The task –
Every line of the material below in which "foundLDs" shows up is to be located and copied.

═══ Working data

Issue #72, opened 2016-04-24
[Windows] Show drives without any Windows partitions


peakwinter:
Presently on Windows, this module only shows drives that have Windows mountable partitions (i.e. drives that show up with drive letters after `Win32_LogicalDiskToPartition`). Empty removable drives, or removable drives that only have HFS or ext partitions, will not show up. Is this intended behaviour or just an oversight? If the latter I would be happy to submit a pull request to fix...

Thanks!

jviotti:
Hi @peakwinter ,

If there is a way to make them visible, happy to take a PR :)

peakwinter:
I have a commit in a local branch that works and am ready to send a pull -- a question first though, what should be the value of the `name` property in these cases? If it's not a mountable drive, it will have a device ID (like `\\.\PHYSICALDRIVE1`) but not a drive letter, of course. Name could also be set to `null` but that seems a bit fishy to me. And would likely require a change to what is displayed for `name` in all cases...

jviotti:
Hi @peakwinter ,

Sounds exciting, looking forward to give it a go! :)

Regarding `name`, it already defaults to `null` when the drive doesn't have a drive letter attached to it, so `null` should be good to go :+1:

jviotti:
Thanks a lot @peakwinter! I published v3.1.0 to NPM with your addition.

peakwinter:
No prob, thanks for the great module :)

PR #73, opened 2016-04-26
[Windows] Show non-mountable disk drives

peakwinter:
This commit returns disk drives that do not contain any mountable partitions under Windows, useful for seeing drives with HFS, ext* or other types of partitions.

(See #72)

### DIFF
--- a/scripts/win32.bat
+++ b/scripts/win32.bat
@@ -29,7 +29,7 @@ Next
 
 For Each objDrive In colDiskDrives
     strDeviceID = Replace(objDrive.DeviceID, "\", "\\")
-    foundLDs = 0
+    containsLogicalDisk = False
     Set colPartitions = objWMIService.ExecQuery _
         ("ASSOCIATORS OF {Win32_DiskDrive.DeviceID=""" & _
             strDeviceID & """} WHERE AssocClass = " & _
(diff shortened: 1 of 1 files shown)


scripts/win32.bat
```diff
@@ -39,6 +40,7 @@ For Each objDrive In colDiskDrives
                 objPartition.DeviceID & """} WHERE AssocClass = " & _
                     "Win32_LogicalDiskToPartition")
         For Each objLogicalDisk In colLogicalDisks
+            foundLDs = foundLDs + 1
```
jviotti: Given that we only care if at least one logical disk was found, and not how many, I recommend this variable to be a boolean one instead, called `containsLogicalDisk` or something like that.

If we reach to this point, we can set to `True`, and then compare with `False` below.

scripts/win32.bat
```diff
@@ -54,5 +56,14 @@ For Each objDrive In colDiskDrives
             Wscript.Echo ""
         Next
     Next
+    If foundLDs = 0 Then
+      Wscript.Echo "device: """ & Replace(objDrive.DeviceID, "\", "\\") & """"
+      Wscript.Echo "description: """ & objDrive.Caption & """"
+      Wscript.Echo "size: " & objDrive.Size
+      Wscript.Echo "mountpoint: Null"
+      Wscript.Echo "name: Null"
+      Wscript.Echo "system: False"
```
jviotti: I believe we should default to `system: True` here, or we should find a way to better detect this. As it is now, a program using this module, might detect any non-mountable disk drive as a removable one.

peakwinter: Hm, that's a tricky one. As it is, though, the only drive marked as system is the one the OS is running on. Other non-removable drives are still designated as `system: false`.

Another option would be to set it as `null` I guess?

jviotti: If we can't infer the value, I rather default it to `True`, so we're on the safe side.

jviotti: @peakwinter Can you also please include a commend above this line saying that we can't infer its value, so we default to `True` to be on the safe side?

peakwinter: Done!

══════

Solution to the exercise –
-    foundLDs = 0
+            foundLDs = foundLDs + 1
+    If foundLDs = 0 Then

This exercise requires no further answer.